Your instructions
Each line below containing the word "next" needs to be shown.

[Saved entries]
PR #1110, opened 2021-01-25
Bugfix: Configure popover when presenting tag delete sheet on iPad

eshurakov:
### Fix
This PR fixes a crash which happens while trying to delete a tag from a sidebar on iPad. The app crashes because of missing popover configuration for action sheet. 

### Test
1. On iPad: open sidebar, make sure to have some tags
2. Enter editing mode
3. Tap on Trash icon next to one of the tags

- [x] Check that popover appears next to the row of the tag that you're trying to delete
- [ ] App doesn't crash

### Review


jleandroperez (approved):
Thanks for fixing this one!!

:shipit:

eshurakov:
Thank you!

Expected answer
3. Tap on Trash icon next to one of the tags
- [x] Check that popover appears next to the row of the tag that you're trying to delete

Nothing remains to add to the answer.